Dear Anh, thank your for the interest on the case. Atypical spindle cell lipomatous tumor is a controversial entity with a high interobserver variability. In my department, for performing such a diagnosis we search for a component of atypical cells (at least focally) and univacuolated lipoblasts (ice cream cone like, PS100 +) and CGH would show a more complex profile than spindle cell lipoma or in some cases a flat profile. Although the latter is based solely in our experience.

As you remark, the absence of CGH analysis in the paper of Marino Enriquez et al. raises some issues as we cannot exclude that many cases of the series could actually correspond to spindle cell lipomas or rare atypical lipomatous tumors/dedifferentiated liposarcomas with amplification of alternative genes (MDM4, etc. seen in around 1% of cases).

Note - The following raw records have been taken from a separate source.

Issue #2505, opened 2018-06-19
Put checked labels at the start of the label editor


karlcow:
When a bug has labels, for example:

<img width="321" alt="capture d ecran 2018-06-19 a 09 03 10" src="https://user-images.githubusercontent.com/505230/41568271-b508f3ba-739f-11e8-9a04-f5b606f11339.png">

And we choose to modify a label, the checked labels are not at the start of the list

<img width="337" alt="capture d ecran 2018-06-19 a 09 03 02" src="https://user-images.githubusercontent.com/505230/41568297-d6ade28c-739f-11e8-9e73-aa67d5967bd4.png">

Regaddi:
I think we will need to swap out the checkboxes for custom styled ones.
This way we could restructure the HTML to take advantage of the `:checked + label` selector and re-order the checked labels to the top of the list (with the `order` attribute).

We can simply use the `BALLOT BOX` ☐ and `BALLOT BOX WITH CHECK` ☑︎ Unicode character as a first draft. Maybe we want to have some webcompy-fancy-custom-styling afterwards.
I'll push a PR in a minute, let's discuss it there 😄

miketaylr:
Can this be closed now @Regaddi?

karlcow:
This part is working but it broke the milestones.

PR #2521, opened 2018-06-22
Issue #2505 - Custom checkbox & flexbox order to move checked labels up

Regaddi:
This PR fixes issue #2505 

## Proposed PR background

This will move the checked labels in the label editor to the top of the list.
I introduced some custom styling to achieve this, since I can't reference a parent element in CSS, e.g. to select a label which wraps around the checkbox input element.

---

### DIFF
--- a/webcompat/static/css/src/label-editor.css
+++ b/webcompat/static/css/src/label-editor.css
@@ -33,6 +33,8 @@
 
 /* list category */
 .label-editor-list {
+  display: flex;
+  flex-direction: column;
   max-height: 18.75em;
   -webkit-overflow-scrolling: touch;
   overflow-x: hidden;
@@ -52,7 +54,20 @@
   cursor: pointer;
   display: block;
   margin: 0;
+  order: 2;
   padding: calc(var(--unit-space) * .75) calc(var(--unit-space) * .5);
+}
+
+.label-editor-list-item .small {
+  vertical-align: middle;
+}
+
+.label-editor-list-item::before {
+  content: "☐";
+  display: inline-block;
+  font-size: 1.5em;
+  margin-top: -4px;
+  vertical-align: middle;
 }
 
 .label-editor-list-item:last-child {
@@ -70,8 +85,15 @@
 
 /* checkbox */
 .label-editor-list-item-checkbox {
-  margin: 0;
-  padding: 0;
+  display: none;
+}
+
+.label-editor-list-item-checkbox:checked + .label-editor-list-item::before {
+  content: "︎☑︎";
+}
+
+.label-editor-list-item-checkbox:checked + .label-editor-list-item {
+  order: 1;
 }
 
 /* Launch Category Editor */
--- a/webcompat/static/css/src/label-editor.css
+++ b/webcompat/static/css/src/label-editor.css
@@ -79,13 +79,19 @@
 .label-editor-list-item.focused {
   border-color: Highlight;
   border-style: solid;
-  border-width: 2px;
+  border-width: 2px 2px 2px 4px;
   outline: none;
 }
 
 /* checkbox */
 .label-editor-list-item-checkbox {
-  display: none;
+  clip: rect(0 0 0 0);
+  height: 0;
+  margin: 0;
+  padding: 0;
+  position: absolute;
+  visibility: hidden;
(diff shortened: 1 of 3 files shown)


magsout:
@Regaddi thanks. R+ for the css. 

Could you take a look for the failing test? It seems due to your commits.

@karlcow could you take a look for the UI? If it's ok with what you want?


My thought, it's we only change the order when we open the box, not when we check or  uncheck the inputs

miketaylr:
```
127.0.0.1 - - [26/Jun/2018 20:42:00] "GET /api/issues/100/comments?page=1 HTTP/1.1" 200 -
× chrome 67.0.3396.99 on Linux - Labels (auth) - Label editor filters label list based on entered text (1.35s)
    AssertionError: Entering label name in search box filters to matching label: expected 1 to deeply equal 21
      at Command.<anonymous>  <tests/functional/labels-auth.js:134:18>
      at Test.Label editor filters label list based on entered text [as test]  <tests/functional/labels-auth.js:132:10>
      at <src/lib/Test.ts:260:47>
```

webcompat/static/css/src/label-editor.css
```diff
@@ -70,8 +85,15 @@
 
 /* checkbox */
 .label-editor-list-item-checkbox {
-  margin: 0;
-  padding: 0;
+  display: none;
+}
+
+.label-editor-list-item-checkbox:checked + .label-editor-list-item::before {
+  content: "︎☑︎";
```
karlcow: Something I'm not clear about is why do we need to add a content.

ah… because we can't reorder the parent… in CSS.
and no luck there. https://caniuse.com/#feat=css-has This is the right use case for this.

webcompat/static/css/src/label-editor.css
```diff
@@ -70,8 +85,15 @@
 
 /* checkbox */
 .label-editor-list-item-checkbox {
-  margin: 0;
-  padding: 0;
+  display: none;
```
karlcow: I wonder if this would be better for accessibility @patrickhlauke 

```css
.label-editor-list-item-checkbox {
	/* display: none; */
	opacity: 0;
	order: 1000;
}
```
And do we need to give an outline on focus to the label?

webcompat/static/css/src/label-editor.css
Regaddi: Yes, luckily label and input are connected through the `id` and `for` attributes. So we don't rely on wrapping the label around the input. And CSS order does only a visual reordering, not a structural one.

webcompat/static/css/src/label-editor.css
Regaddi: I personally don't remove the outline on focus, because it drastically reduces the ability for keyboard navigation.
For the input we can also use the `sr-only` helper.

Regaddi:
> My thought, it's we only change the order when we open the box, not when we check or uncheck the inputs

@magsout order is tied to the checked state of the checkboxes. It's a CSS-only solution :)

magsout:
@Regaddi 
>@magsout order is tied to the checked state of the checkboxes. It's a CSS-only solution :)

Yes and it's a good solution ;)

webcompat/static/css/src/label-editor.css
patrickhlauke: i'd need to see this in action and in context somewhere, but from memory (not tested in a while) `opacity:0` was a bit inconsistent on whether or not browser/AT combinations still announced it or not. If the intent here is to have something visually hidden, but announced by AT, CSS off-screen techniques are still the most reliable.

and yes, in cases where things like checkboxes/radio buttons are "faked" (assuming that's the context here?) it's not enough to not remove outline...as the thing that receives focus (the native checkbox/radio) is not on the screen/visible, there needs to be some explicit other way that shows/hides focus on the "faked" bit. randomly, i did some work ages ago on http://wtfforms.com/ which may show some of this approach - hoping it makes sense in this context

miketaylr:
Tests are green, are we ready to merge @magsout?

magsout:
@miketaylr yes we can 👍

Thanks @Regaddi

miketaylr:
cool, thanks @magsout 
i'll go ahead and do another deploy for this.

On the issue of spindle cell lipoma/atypical lipomatous tumor i recommend you the following papers: DOI 10.1007/s00428-014-1568-8  and  10.1007/s00428-014-1568-8. As you will see, the team of Thomas Mentzel reports deletions of RCBTB2 and ITM2B (flanking genes of RB1) in atypical spindle cell lipomatous tumors compared to spindle cell lipoma. I must confess that I do not know if those genes are deleted in this case (will try to see if the CGH that we perform includes them in the analysis). Once again, in our department, the CGH profiles that we see in cases fitting the morphological criteria of ASLT are rather different.

To sum up, in rare cases showing the morphological and immunohistochemical features depicted in this case I think we should perform more complex studies (particularly CGH) for a better understanding of these rare neoplasm. In particular it helps to support that the lesion is benign with a small chance of local recurrence and that the surgical excision is sufficient.